EXERCISE INSTRUCTIONS —
Word for word, return the entries listed below.
*** MATERIAL FOR THIS EXERCISE Section Begins ***
PR #782, opened 2017-01-10
Shl edit samrecord docs

sooheelee:
Clarify SAMRecord documentation so that users are not confused by thinking the opposite of what is meant.

- Three variable descriptions changed: getAlignmentStart, setAlignmentStart and getAlignmentEnd. Before, each read, "position of the clipped sequence," and now each reads, "position of the sequence remaining after clipping," for all three variable descriptions. 
- In addition, took liberty to clarify "or 0 if there is no position" further. Now reads, "If no position, as would occur e.g. for the unmapped mate of a singly mapping pair, returns 0." Talked briefly to LB and agreed _not_ to link to GATK documentation within htsjdk given it is a standalone project.

### DIFF
--- a/src/main/java/htsjdk/samtools/SAMRecord.java
+++ b/src/main/java/htsjdk/samtools/SAMRecord.java
@@ -572,14 +572,14 @@ public class SAMRecord implements Cloneable, Locatable, Serializable {
     }
 
     /**
-     * @return 1-based inclusive leftmost position of the clipped sequence, or 0 if there is no position.
+     * @return 1-based inclusive leftmost position of the sequence remaining after clipping. If no position, as would occur e.g. for the unmapped mate of a singly mapping pair, returns 0.
      */
     public int getAlignmentStart() {
         return mAlignmentStart;
     }
 
     /**
-     * @param value 1-based inclusive leftmost position of the clipped sequence, or 0 if there is no position.
+     * @param value 1-based inclusive leftmost position of the sequence remaining after clipping. If no position, e.g. for unmapped mate of a singly mapping pair, returns 0.
      */
     public void setAlignmentStart(final int value) {
         mAlignmentStart = value;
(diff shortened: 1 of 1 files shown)


sooheelee:
The commit with comments contain the actual documentation updates. The later commit (with no comments, sorry about that) just formats line spacing. Newbie here so please forgive.

nh13:
I am confused by the second line in each (singly mapped pair).  I am not sure about the need for this change, but if you are adamant, then how about: `1-based inclusive leftmost position of the sequence remaining after clipping, or 0 if there is no position (ex. the read is unmapped)`

sooheelee:
@nh13, I believe the top of the SAMRecord doc talks about the types of unmapped reads that the GATK documentation refer to as part of a singly mapping pair [here](https://software.broadinstitute.org/gatk/guide/article?id=6976). I don't think the SAMRecord doc means to imply any unmapped read. My conclusion is that it must refer to those with coordinates within the SAM record but with `*` in the CIGAR field as happens for unmapped reads of singly mapping pairs.

Please correct if I'm mistaken.

If you feel strongly about merging the two sentences, and keeping it simple, then I can do:

> 1-based inclusive leftmost position of the sequence remaining after clipping, or 0 if there is no position, e.g. for an unmapped read in a singly mapping pair.

julianhess:
It will return 0 for a totally unmapped read — it simply regurgitates what's in the BAM.  According to SAM spec, a totally unmapped read will have `RNAME = *` and `POS = 0`.  I agree with @nh13's more general wording.

lbergelson:
@vdauwera The newlines don't make any difference to the doc output.

nh13:
@sooheelee let me know when you make the change and I can look again.

src/main/java/htsjdk/samtools/SAMRecord.java
```diff
@@ -572,14 +572,16 @@ protected static String resolveNameFromIndex(final int referenceIndex, final SAM
     }
 
     /**
-     * @return 1-based inclusive leftmost position of the clipped sequence, or 0 if there is no position.
+     * @return 1-based inclusive leftmost position of the sequence remaining after clipping. 
+     * If no position, as would occur e.g. for the unmapped mate of a singly mapping pair, returns 0.
```
droazen: singly mapping -> singly-mapped (here and below

sooheelee:
@nh13 Now reads "1-based inclusive leftmost position of the sequence remaining after clipping, or 0 if there is no position, e.g. for unmapped read."

sooheelee:
Thanks for the feedback @julianhess @nh13

vdauwera:
Sounds like we have 👍 from everyone then?

lbergelson:
Congrats @sooheelee on your first htsjdk commit!

sooheelee:
Thank you @lbergelson!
*** MATERIAL FOR THIS EXERCISE Section Ends ***
SOLVED EXERCISE —
PR #782, opened 2017-01-10
Shl edit samrecord docs

sooheelee:
Clarify SAMRecord documentation so that users are not confused by thinking the opposite of what is meant.

- Three variable descriptions changed: getAlignmentStart, setAlignmentStart and getAlignmentEnd. Before, each read, "position of the clipped sequence," and now each reads, "position of the sequence remaining after clipping," for all three variable descriptions. 
- In addition, took liberty to clarify "or 0 if there is no position" further. Now reads, "If no position, as would occur e.g. for the unmapped mate of a singly mapping pair, returns 0." Talked briefly to LB and agreed _not_ to link to GATK documentation within htsjdk given it is a standalone project.

### DIFF
--- a/src/main/java/htsjdk/samtools/SAMRecord.java
+++ b/src/main/java/htsjdk/samtools/SAMRecord.java
@@ -572,14 +572,14 @@ public class SAMRecord implements Cloneable, Locatable, Serializable {
     }
 
     /**
-     * @return 1-based inclusive leftmost position of the clipped sequence, or 0 if there is no position.
+     * @return 1-based inclusive leftmost position of the sequence remaining after clipping. If no position, as would occur e.g. for the unmapped mate of a singly mapping pair, returns 0.
      */
     public int getAlignmentStart() {
         return mAlignmentStart;
     }
 
     /**
-     * @param value 1-based inclusive leftmost position of the clipped sequence, or 0 if there is no position.
+     * @param value 1-based inclusive leftmost position of the sequence remaining after clipping. If no position, e.g. for unmapped mate of a singly mapping pair, returns 0.
      */
     public void setAlignmentStart(final int value) {
         mAlignmentStart = value;
(diff shortened: 1 of 1 files shown)


sooheelee:
The commit with comments contain the actual documentation updates. The later commit (with no comments, sorry about that) just formats line spacing. Newbie here so please forgive.

nh13:
I am confused by the second line in each (singly mapped pair).  I am not sure about the need for this change, but if you are adamant, then how about: `1-based inclusive leftmost position of the sequence remaining after clipping, or 0 if there is no position (ex. the read is unmapped)`

sooheelee:
@nh13, I believe the top of the SAMRecord doc talks about the types of unmapped reads that the GATK documentation refer to as part of a singly mapping pair [here](https://software.broadinstitute.org/gatk/guide/article?id=6976). I don't think the SAMRecord doc means to imply any unmapped read. My conclusion is that it must refer to those with coordinates within the SAM record but with `*` in the CIGAR field as happens for unmapped reads of singly mapping pairs.

Please correct if I'm mistaken.

If you feel strongly about merging the two sentences, and keeping it simple, then I can do:

> 1-based inclusive leftmost position of the sequence remaining after clipping, or 0 if there is no position, e.g. for an unmapped read in a singly mapping pair.

julianhess:
It will return 0 for a totally unmapped read — it simply regurgitates what's in the BAM.  According to SAM spec, a totally unmapped read will have `RNAME = *` and `POS = 0`.  I agree with @nh13's more general wording.

lbergelson:
@vdauwera The newlines don't make any difference to the doc output.

nh13:
@sooheelee let me know when you make the change and I can look again.

src/main/java/htsjdk/samtools/SAMRecord.java
```diff
@@ -572,14 +572,16 @@ protected static String resolveNameFromIndex(final int referenceIndex, final SAM
     }
 
     /**
-     * @return 1-based inclusive leftmost position of the clipped sequence, or 0 if there is no position.
+     * @return 1-based inclusive leftmost position of the sequence remaining after clipping. 
+     * If no position, as would occur e.g. for the unmapped mate of a singly mapping pair, returns 0.
```
droazen: singly mapping -> singly-mapped (here and below

sooheelee:
@nh13 Now reads "1-based inclusive leftmost position of the sequence remaining after clipping, or 0 if there is no position, e.g. for unmapped read."

sooheelee:
Thanks for the feedback @julianhess @nh13

vdauwera:
Sounds like we have 👍 from everyone then?

lbergelson:
Congrats @sooheelee on your first htsjdk commit!

sooheelee:
Thank you @lbergelson!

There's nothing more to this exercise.